Solaris Containers, available starting with Solaris 10, allow us to portion a physical server into one or more logical units. Whilst Containers are a form of virtualisation, they are not in the traditional sense (multiple OS instances with VMware, or hardware partitioning with LDoms).
The container can be thought of more like a "chroot" environment (in the case of sparse zones) where system resources are also in effect "chrooted" so that processes cannot run away and consume all of the resources of physical parent (the global zone), thus rendering the system inoperable. Only a single instance of Solaris 10 is ever installed (in the global zone) making package and patch management simple. Just apply the patch to the global zone, and all child zones will use the same binary set.
Some, or all, of the parent's filesystems can be mounted read-write or read-only within the zone. Special care must be taken when mounting a global zone filesystem read-write, as the child zone may be able to cause a denial of service to the global zone by filling a disk.
Up until recently, Solaris Containers could only inherit the global (i.e. physical parent) zones TCP/IP stack. Now, we can assign exclusive phyical interfaces to the Container. Although in this article I'll be creating a dynamic link aggregation of three NICs in the global zone, and then allowing the zones to create virtual interfaces on this aggregation.
There are *many* more features of Solaris Containers I've not had time to mention - Sun do a perfectly good job of this over at docs.sun.com - as can other elimentary topics that have not been covered in this discussion.
As we're running this setup on a T2000 (SPARC T1 with 4 cores, 4 threads per core - i.e. 16 logical cores) with 8Gb RAM. Ensure you partition so that your zoneroot (i.e. the filesystem on which you will store your zones) has plenty of free capacity.
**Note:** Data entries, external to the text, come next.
PR #286, opened 2024-09-24
ci: add additional autolabeling rules

nathan-weinberg:
the CLI repo has mergify autolabel rules that seem to have never made it over to this repo, this commit adds those in so the autolabeling config aligns


bbrowning (approved):
Looks good, and as always the consistency / cleanup work is much appreciated!

khaledsulayman (approved):
Great catch! Thanks for making this change!

PR #897, opened 2022-07-25
SOCKS5 Support with Username/Password Authentication

ilc-ilopez:
Our use case needed username/password authentication against a SOCKS5 proxy.

We realized that the previous pull request did not implement RFC1929.
https://datatracker.ietf.org/doc/html/rfc1929

We saw where/how it was not doing it correctly, and implemented RFC1929 as best as we could.

Then we tested in a separate project (in our dev-environment, we only care about .net core 3.1) and tested the private resources we were working with. Then confirmed everything was working, and prepared this pull request.

Let us know if you have any questions.

Thanks.


robinrodricks:
This is fantastic! Thanks so much for this huge contribution!

robinrodricks:
FYI your website is down.

https://israellopezconsulting.com/

image

ilc-ilopez:
@robinrodricks - for stupid reasons, we have some region blocking with our domain because of some abuse, hence why we are on cloudflare. We are definitely up :P.

Thanks for taking the contribution, I hope the community can use the contribution.

PR #902, opened 2022-08-02
Configure containers.

tommysor:
Correct namespace for SkippableAttributes.
Correct chaining of TestcontainerBuilder.
Change Fixture to CollectionFixture.
Refactor timeout test.
Add SocketException to accept criteria (occurs when running in GitHub Actions).

This PR is a few fixes to get the TestcontainersBuilder back to working in new structure.
Change Fixture to CollectionFixture, from ClassFixture, to keep the same container instance running for all test classes.

### DIFF
--- a/.github/workflows_WIP/pull_request.yml
+++ b/.github/workflows_WIP/pull_request.yml
@@ -13,9 +13,11 @@ jobs:
     strategy:
       matrix:
         include:
-        - ftp: pure-ftpd
+        - ftp: pureftpd
           os: ubuntu-latest
         - ftp: vsftpd
+          os: ubuntu-latest
+        - ftp: pyftpdlib
           os: ubuntu-latest
           
     runs-on: ${{ matrix.os }}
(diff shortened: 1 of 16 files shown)


tommysor:
>  Instead of using the available dockers I made the choice of copying the source so that we are decoupled from any breaking changes in those repos or any images that go defunct (may not be the best decision)
Being able to change the Dockerfile would be nice.
I think it would be easier to get the servers up with customized Dockerfiles.
Simple example is the proftp that requires a volume mounted to work, would be nice to remove that requirement.
I haven't experimented with it yet, but seems there is a `ImageFromDockerfileBuilder` in Testcontainers-dotnet that might work to build image from Dockerfile.

tommysor:
> \> This method will run 1 single type of ftp-server when run on developer computer.
I have one question. The whole integration test system has been designed to be run on Github Actions. What if I wanted to run it locally? How do I create the "matrix" of tests within Visual Studio so it can be run in such a way?

I don't have a solution for that.
I'm fairly certain that it would be possible to extend xUnit behavior to do it, though I'm not sure how.
Though that would likely remove the ability to have GitHub Actions run each server in parallel.

I tried https://github.com/nektos/act to run GitHub Actions on my PC.
My quick experiment failed. Possibly it tried to start 2 workers that both wanted to start docker ftp-server and colliding.
There might be a solution involving this or similar tool.

robinrodricks:
Wow. Just saw this. Thanks a ton!!

robinrodricks:
> This PR is a few fixes to get the TestcontainersBuilder back to working in new structure.

Thanks very much!!

robinrodricks:
> Being able to change the Dockerfile would be nice.
> I think it would be easier to get the servers up with customized Dockerfiles.

Then let me bring back my forks.

robinrodricks:
Added [customized dockerfiles](https://github.com/robinrodricks/FluentFTP/tree/master/FluentFTP.Dockers), please feel free to edit them as you wish!

Updated [steps](https://github.com/robinrodricks/FluentFTP/wiki/Automated-Testing#steps).

PR #905, opened 2022-08-04
Catch errors in async tests.

tommysor:
Bugfix observe exceptions from async tests.
Since the Task.Run was not awaited the tests would ignore exceptions.
Changed tests to async Task to remove need for Task.Run and instead await the tests directly.


robinrodricks:
Brilliant, thanks!

PR #913, opened 2022-08-12
Make vsftpd Dockerfile work

tommysor:
Make Dispose wait for completion to avoid starting next container before the previous is shut down.
Add finalizer to call Dispose if an exception is thrown in constructor.


robinrodricks:
Hi, thanks for this. I'm ok with the docker file changes, but I see you have removed the system command. So how will the docker be shut down?

tommysor:
> how will the docker be shut down?

The docker is shut down when  the container is disposed `_container?.DisposeAsync()`.
I have tested this running "all tests" and observed that the container for each server was removed before the next server was started.

robinrodricks:
Ok, thank you.

PR #925, opened 2022-08-21
Eliminate redundant ServerHandler queries

FanDjango:
This gives us a `IsCustomGetAbsolutePath()` query **INSIDE** the regular `GetAbsolutePath()` and thus eliminates a lot of `if (ServerHandler...` code outside.

**Note:** The regular `GetAbsolutePath(...)` **still** contains a second ServerHandler function, `IsAbsolutePath(...)` which was created for **OpenVMS**. This can probably be migrated to the new custom mechanism, but since I cannot test it, I have left it in place for the time being.

The functionality of `IsAbsolutePath(...)` sadly was not sufficient to also use for z/OS, although it looked promising at first, early simple tests actually worked, but not all special cases.

There was also some "old" z/OS (MVS) code in there that has been redundant for some time.

An additional benefit of this change, is that **all** callers of `GetAbsolutePath(...)` will now go through the ServerHandler and not only those that I changed for z/OS some time ago.

### DIFF
--- a/FluentFTP/Client/FtpClient_FileManagement.cs
+++ b/FluentFTP/Client/FtpClient_FileManagement.cs
@@ -105,13 +105,7 @@ namespace FluentFTP {
 
 				LogFunc(nameof(FileExists), new object[] { path });
 
-				// A check for path.StartsWith("/") tells us, even if it is z/OS, we can use the normal unix logic
-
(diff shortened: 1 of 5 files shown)


robinrodricks:
Awesome, thanks!

robinrodricks:
Released!

https://www.nuget.org/packages/FluentFTP/39.4.0

PR #928, opened 2022-08-23
Rest of the changes

FanDjango:
This change finalizes my attempts to move the z/OS logic to a ServerHandler. Once you get some practice (on the previous ones), you can move faster... Success!

Added ServerHandler(s):

For `FtpClient_FileManagement`

**FileExists(..)**
`ServerHandler.DontUseSizeEvenIfCapable`
`ServerHandler.DontUseMdtmEvenIfCapable`

`ServerHandler.IsCustomFileExists`
`ServerHandler.FileExists`

For `FtpClient_FileUpload`

**UploadFiles(..)**
More or less complete rewrite of the path/directory handling logic so to use the new ServerHandlers and the following new ones:

`GetAbsoluteDir()`
`GetAbsoluteFilePath()'

For `FtpListParser`

`ServerHandler.IsCustomCalculateFullFtpPath`
`ServerHandler.CalculateFullFtpPath`

and so on and on.. it is a lot, I realize, but quite systematic:

1. A number of new serverhandler routines, some are boolean, some return values, some are even conditional - using either nullable value types as indicators or as in the case of a string return value, a value of null to indicate: Let the base handler do it, I refuse to handle it. Oh, and wherever needed, also for ASYNC.

2. Replace every usage of the server type enum with the appropriate logic.

3. Recode UploadFiles from the changes of #741 to a more consistant approach to path/filename handling.

image

Looking OK. 

In the next period of time, I will endeavour to improve the comments and docs for FtpBaseServer.

### DIFF
--- a/FluentFTP/Client/FtpClient_FileManagement.cs
+++ b/FluentFTP/Client/FtpClient_FileManagement.cs
@@ -109,9 +109,7 @@ namespace FluentFTP {
 
 				// since FTP does not include a specific command to check if a file exists
 				// here we check if file exists by attempting to get its filesize (SIZE)
-				// If z/OS: Do not do SIZE, unless we have a leading slash
-				if (HasFeature(FtpCapability.SIZE) && (ServerType != FtpServer.IBMzOSFTP || path.StartsWith("/"))) {
-
+				if (HasFeature(FtpCapability.SIZE) && ServerHandler != null && !ServerHandler.DontUseSizeEvenIfCapable(path)) {
 					// Fix #328: get filesize in ASCII or Binary mode as required by server
 					var sizeReply = new FtpSizeReply();
 					GetFileSizeInternal(path, sizeReply, -1);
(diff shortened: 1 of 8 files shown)


robinrodricks:
Looks pretty intensive, thanks for all the work. Sure there are no breaks in the behavior for VMS/zOS?

FanDjango:
**major** ??? Well, I suppose I had it coming to me.

> Sure there are no breaks in the behavior for VMS/zOS?

VMS: No. No way to test it. But I have a few more comments on that later on.
z/OS: Looks very good to me, I have tested it extensively with my local test suite and z/OS System. The only slightly "iffy" place is UploadFiles, where I have tested it in different ways but cannot be sure if the changes handle everything correctly.

That having been said, the changes in "UploadFiles" actually hit **ALL** servers, not only VMS or z/OS. **So do** the changes for "FileExists" and for the listing parser analysis stuff.

Whereas, for VMS, I can actually see one place where I made an unsafe assumption and will correct that later on. After that, I think I am quite confident about VMS, too.

Beyond that, please humour me when I say that maybe I was also hoping for some more eyes to inspect and to review, beyond msyself reviewing it over and over again. I pledge to be available to sort out any error reports ASAP for the next months and you have been quite responsive in the past to handle "sudden" crises. I had the feeling that the users out there are also, if not "forigiving", generally prepared to accept glitches for advances in the software features.

What I **can** do, I suppose, is to separate this change into three smaller ones. The concerns about each of them breaking something remain the same, though.

Or, we can just leave this PR sitting here and it can be used at some point during the refactoring you are planning - because it shows the places where `if ServerType = xxx` needs to be touched.

Call it "Do Not Merge - Collection of necessary changes", maybe.

Mind you: I will be using this version myself from now on.

robinrodricks:
Ok, yolo, thanks!

FanDjango:
As a James Bond fan, I would say yoltomo.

The system has 4 x e1000g interfaces - I will assign a single interface for the exclusive use of the global zone. I will then assign the remaining three interfaces to an aggregation.
I'll employ resouce controls, and bind a dynamic pool of between 8 and 15 logical cores to the Containers (using Fair Share Scheduling to assign CPU shares on a zone-by-zone basis).
The terms "Containers" and "zones" are use interchangably and at my whim. They both refer to the same thing.
The first thing to do is aggregate three of the parents physical NICs into a dynamic link - this will create a high throughput link on which the zones can reside.
First, configure your switch. Our Cisco switches support EtherChannel, so configuring the aggregation switch-side with LACP was straightforward. I will not cover switch configuration here, but may add something to the Tips and Tricks section in the future.
Once your NICs are connected to a configured switch, you can start configuring the aggregation.
If you're using the ipge driver for your NICs, they will be seen as legacy devices, and will not be appropriate for aggregation. On a T2000, you can transition to the e1000g driver via patch 123334-02.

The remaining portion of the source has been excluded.